> [EXERCISE REQUIREMENTS] Scan the listing beneath this sentence. Report each line with the word "xmlFormId".

START EXTRACTED INFORMATION

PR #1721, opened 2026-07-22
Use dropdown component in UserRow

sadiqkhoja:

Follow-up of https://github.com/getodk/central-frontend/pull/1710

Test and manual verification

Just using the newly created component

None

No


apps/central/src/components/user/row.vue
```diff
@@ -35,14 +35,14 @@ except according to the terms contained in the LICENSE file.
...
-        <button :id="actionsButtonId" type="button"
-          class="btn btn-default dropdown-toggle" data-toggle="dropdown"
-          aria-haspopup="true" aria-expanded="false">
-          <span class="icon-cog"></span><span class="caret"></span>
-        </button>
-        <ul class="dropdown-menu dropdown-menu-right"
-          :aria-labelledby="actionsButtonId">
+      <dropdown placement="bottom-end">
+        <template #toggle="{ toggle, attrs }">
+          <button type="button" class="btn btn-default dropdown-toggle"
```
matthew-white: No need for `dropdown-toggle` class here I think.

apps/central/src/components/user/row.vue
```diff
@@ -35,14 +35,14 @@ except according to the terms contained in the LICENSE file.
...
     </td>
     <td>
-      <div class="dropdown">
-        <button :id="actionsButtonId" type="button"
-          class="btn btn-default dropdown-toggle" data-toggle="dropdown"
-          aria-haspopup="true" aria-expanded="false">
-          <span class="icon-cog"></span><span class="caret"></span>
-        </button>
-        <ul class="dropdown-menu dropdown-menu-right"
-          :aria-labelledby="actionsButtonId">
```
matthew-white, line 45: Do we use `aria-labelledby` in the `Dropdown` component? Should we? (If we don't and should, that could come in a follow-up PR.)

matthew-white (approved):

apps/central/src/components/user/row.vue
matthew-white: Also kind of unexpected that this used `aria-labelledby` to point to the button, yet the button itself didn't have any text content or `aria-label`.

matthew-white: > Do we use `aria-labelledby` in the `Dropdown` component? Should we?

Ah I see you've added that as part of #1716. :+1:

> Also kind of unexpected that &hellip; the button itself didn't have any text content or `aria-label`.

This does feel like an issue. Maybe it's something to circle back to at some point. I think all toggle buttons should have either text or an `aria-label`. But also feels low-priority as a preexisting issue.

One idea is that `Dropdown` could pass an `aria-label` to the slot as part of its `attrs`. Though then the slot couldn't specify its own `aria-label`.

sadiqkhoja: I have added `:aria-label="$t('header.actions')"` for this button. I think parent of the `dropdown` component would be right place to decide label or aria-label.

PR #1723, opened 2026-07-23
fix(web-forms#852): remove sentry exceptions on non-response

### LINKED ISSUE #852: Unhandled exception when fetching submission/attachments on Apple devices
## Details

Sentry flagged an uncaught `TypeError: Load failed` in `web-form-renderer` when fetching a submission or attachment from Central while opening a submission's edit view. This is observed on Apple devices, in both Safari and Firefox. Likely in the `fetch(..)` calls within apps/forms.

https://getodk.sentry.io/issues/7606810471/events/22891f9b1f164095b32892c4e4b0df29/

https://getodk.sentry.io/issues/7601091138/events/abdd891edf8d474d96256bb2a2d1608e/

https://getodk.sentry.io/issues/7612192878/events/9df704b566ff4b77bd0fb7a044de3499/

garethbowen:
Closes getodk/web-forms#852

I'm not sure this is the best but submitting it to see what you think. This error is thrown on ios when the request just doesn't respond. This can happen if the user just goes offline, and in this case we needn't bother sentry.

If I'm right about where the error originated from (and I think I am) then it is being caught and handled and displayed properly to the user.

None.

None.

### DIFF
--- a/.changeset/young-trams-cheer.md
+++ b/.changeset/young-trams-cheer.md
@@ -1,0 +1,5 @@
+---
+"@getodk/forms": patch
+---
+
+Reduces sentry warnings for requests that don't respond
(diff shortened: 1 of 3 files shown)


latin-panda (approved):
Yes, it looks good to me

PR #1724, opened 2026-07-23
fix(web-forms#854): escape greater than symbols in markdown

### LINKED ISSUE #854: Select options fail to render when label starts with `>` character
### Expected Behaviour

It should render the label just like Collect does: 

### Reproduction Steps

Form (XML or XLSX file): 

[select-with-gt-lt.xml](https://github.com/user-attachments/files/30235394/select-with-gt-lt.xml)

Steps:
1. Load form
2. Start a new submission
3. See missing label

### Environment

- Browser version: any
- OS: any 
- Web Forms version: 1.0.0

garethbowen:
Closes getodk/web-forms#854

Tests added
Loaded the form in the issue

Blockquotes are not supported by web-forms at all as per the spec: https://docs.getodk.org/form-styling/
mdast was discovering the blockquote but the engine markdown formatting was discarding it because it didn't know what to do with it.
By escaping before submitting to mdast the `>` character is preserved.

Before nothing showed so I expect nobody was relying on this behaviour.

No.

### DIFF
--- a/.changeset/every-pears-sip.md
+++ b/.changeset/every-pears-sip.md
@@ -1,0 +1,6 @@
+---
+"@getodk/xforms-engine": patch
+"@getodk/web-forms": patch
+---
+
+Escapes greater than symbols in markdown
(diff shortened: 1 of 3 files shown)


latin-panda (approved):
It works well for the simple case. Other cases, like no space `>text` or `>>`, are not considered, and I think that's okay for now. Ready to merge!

END EXTRACTED INFORMATION
START EXTRACTED INFORMATION

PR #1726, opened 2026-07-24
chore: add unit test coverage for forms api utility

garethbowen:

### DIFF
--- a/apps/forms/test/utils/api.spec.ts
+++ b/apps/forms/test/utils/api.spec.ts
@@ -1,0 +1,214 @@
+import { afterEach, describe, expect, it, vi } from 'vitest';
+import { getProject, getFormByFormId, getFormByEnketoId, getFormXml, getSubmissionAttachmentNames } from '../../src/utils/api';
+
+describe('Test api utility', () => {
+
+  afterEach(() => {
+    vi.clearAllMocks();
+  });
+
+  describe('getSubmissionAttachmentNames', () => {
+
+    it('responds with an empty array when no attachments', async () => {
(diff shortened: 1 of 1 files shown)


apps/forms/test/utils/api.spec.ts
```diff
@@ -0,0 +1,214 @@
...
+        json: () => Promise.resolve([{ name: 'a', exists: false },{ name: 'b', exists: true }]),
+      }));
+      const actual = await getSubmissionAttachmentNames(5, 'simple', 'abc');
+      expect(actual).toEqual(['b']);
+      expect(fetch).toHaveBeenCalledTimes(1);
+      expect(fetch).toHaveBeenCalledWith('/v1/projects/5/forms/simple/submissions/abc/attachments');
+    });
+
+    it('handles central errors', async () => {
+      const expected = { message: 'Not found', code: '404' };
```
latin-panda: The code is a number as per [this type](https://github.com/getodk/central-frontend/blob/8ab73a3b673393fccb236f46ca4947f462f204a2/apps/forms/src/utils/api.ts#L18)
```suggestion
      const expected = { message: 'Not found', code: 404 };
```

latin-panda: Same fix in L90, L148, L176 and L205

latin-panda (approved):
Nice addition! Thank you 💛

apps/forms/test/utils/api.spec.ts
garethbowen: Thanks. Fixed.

END EXTRACTED INFORMATION
START EXTRACTED INFORMATION

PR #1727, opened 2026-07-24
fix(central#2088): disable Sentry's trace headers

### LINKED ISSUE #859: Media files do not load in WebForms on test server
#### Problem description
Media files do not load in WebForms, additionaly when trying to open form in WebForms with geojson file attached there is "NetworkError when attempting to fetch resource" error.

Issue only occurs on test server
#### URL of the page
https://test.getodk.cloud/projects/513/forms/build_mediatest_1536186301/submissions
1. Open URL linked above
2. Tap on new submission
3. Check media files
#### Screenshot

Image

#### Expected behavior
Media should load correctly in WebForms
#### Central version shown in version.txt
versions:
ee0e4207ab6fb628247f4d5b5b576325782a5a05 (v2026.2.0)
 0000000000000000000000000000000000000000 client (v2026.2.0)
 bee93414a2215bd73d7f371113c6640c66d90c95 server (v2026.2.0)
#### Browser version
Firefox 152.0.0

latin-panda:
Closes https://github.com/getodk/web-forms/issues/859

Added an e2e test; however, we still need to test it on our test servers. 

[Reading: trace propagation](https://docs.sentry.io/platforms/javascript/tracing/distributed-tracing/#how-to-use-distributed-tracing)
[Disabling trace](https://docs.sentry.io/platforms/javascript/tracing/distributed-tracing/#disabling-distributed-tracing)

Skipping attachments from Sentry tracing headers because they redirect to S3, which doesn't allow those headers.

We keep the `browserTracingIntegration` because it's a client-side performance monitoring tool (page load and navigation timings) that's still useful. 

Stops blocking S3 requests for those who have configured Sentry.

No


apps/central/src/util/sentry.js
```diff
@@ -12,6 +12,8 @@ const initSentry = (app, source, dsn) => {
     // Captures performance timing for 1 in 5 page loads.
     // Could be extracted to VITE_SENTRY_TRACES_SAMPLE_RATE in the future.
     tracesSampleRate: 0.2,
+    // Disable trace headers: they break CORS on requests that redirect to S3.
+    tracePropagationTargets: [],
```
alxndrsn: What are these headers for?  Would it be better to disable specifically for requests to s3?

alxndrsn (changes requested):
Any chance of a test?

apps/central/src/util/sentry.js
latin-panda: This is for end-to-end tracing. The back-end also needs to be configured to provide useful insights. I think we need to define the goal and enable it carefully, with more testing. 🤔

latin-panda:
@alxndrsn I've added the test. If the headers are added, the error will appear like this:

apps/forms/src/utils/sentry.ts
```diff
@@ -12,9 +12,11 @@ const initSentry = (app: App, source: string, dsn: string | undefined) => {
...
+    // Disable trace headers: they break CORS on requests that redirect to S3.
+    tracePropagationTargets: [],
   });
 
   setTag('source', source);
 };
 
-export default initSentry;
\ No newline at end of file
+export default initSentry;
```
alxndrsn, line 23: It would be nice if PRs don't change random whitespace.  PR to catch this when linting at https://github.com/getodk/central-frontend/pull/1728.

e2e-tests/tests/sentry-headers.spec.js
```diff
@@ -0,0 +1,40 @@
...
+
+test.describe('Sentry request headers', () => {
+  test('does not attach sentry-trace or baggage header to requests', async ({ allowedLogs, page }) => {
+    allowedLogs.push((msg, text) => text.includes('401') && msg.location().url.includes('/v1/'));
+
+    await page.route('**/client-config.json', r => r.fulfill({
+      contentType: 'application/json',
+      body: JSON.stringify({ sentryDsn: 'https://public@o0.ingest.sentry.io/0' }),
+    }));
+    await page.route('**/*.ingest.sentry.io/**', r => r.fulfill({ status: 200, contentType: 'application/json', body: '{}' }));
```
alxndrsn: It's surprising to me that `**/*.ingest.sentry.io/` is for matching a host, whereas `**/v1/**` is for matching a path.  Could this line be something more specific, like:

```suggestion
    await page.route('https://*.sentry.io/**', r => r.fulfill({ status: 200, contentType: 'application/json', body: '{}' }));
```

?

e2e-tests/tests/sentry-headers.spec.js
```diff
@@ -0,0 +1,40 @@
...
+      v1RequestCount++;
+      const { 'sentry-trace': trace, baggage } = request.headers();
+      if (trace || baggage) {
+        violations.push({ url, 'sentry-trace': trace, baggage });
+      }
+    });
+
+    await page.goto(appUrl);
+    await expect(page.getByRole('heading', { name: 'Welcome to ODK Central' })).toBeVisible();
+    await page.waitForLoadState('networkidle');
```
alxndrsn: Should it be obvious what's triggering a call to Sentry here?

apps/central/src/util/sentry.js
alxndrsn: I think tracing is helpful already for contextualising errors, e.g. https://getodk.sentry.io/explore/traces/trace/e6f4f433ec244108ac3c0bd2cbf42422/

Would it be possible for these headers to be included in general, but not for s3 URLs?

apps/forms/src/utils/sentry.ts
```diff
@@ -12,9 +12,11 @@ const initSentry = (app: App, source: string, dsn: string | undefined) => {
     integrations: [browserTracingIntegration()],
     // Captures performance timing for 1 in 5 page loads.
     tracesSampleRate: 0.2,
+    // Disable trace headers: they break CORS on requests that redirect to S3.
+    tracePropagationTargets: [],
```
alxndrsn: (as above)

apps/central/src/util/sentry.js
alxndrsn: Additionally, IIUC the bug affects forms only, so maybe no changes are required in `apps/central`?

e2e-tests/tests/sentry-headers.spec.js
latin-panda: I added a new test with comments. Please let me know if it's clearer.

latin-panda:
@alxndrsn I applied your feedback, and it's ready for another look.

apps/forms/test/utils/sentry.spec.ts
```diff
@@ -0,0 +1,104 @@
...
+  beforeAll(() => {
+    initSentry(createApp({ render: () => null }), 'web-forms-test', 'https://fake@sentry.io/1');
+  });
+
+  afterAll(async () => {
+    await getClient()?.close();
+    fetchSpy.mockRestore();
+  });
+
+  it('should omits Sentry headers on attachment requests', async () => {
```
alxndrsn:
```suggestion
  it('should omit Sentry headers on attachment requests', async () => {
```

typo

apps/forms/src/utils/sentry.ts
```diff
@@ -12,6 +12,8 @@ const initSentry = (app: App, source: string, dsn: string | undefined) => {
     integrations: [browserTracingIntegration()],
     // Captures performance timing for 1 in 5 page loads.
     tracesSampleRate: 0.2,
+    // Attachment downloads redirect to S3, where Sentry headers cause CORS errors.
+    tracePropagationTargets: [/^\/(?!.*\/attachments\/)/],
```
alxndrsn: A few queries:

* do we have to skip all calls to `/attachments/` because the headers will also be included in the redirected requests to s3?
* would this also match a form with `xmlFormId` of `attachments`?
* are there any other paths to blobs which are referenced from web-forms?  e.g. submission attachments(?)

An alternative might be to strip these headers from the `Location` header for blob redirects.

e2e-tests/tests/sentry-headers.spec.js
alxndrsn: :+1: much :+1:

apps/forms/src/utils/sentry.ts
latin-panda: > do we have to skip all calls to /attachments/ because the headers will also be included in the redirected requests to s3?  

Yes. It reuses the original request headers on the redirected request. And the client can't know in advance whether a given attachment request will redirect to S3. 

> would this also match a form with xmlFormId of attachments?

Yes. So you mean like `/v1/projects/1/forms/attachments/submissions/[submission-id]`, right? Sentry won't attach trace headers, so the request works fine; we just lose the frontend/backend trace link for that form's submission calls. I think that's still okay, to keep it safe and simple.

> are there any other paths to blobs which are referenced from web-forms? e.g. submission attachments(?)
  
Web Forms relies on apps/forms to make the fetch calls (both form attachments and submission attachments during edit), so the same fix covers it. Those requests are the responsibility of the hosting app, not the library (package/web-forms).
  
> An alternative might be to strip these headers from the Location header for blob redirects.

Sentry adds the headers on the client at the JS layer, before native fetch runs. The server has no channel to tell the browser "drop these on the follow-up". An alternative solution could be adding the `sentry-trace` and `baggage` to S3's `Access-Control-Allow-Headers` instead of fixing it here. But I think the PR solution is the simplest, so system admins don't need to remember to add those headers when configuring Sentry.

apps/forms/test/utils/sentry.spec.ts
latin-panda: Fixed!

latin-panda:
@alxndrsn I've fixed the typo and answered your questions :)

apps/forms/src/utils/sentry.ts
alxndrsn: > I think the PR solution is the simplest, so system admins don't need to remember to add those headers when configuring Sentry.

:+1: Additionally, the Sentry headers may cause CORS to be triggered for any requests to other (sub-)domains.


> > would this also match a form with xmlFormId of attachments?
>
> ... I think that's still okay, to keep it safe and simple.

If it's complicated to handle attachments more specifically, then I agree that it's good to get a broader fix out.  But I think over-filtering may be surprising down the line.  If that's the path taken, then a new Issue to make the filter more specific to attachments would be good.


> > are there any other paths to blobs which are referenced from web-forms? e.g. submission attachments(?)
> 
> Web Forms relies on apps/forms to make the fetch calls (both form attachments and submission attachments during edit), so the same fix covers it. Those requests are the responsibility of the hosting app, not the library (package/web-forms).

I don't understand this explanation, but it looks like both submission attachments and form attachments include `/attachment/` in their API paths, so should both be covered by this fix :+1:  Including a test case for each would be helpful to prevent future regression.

END EXTRACTED INFORMATION

> [COMPLETED TASK]
* would this also match a form with `xmlFormId` of `attachments`?
> would this also match a form with xmlFormId of attachments?
> > would this also match a form with xmlFormId of attachments?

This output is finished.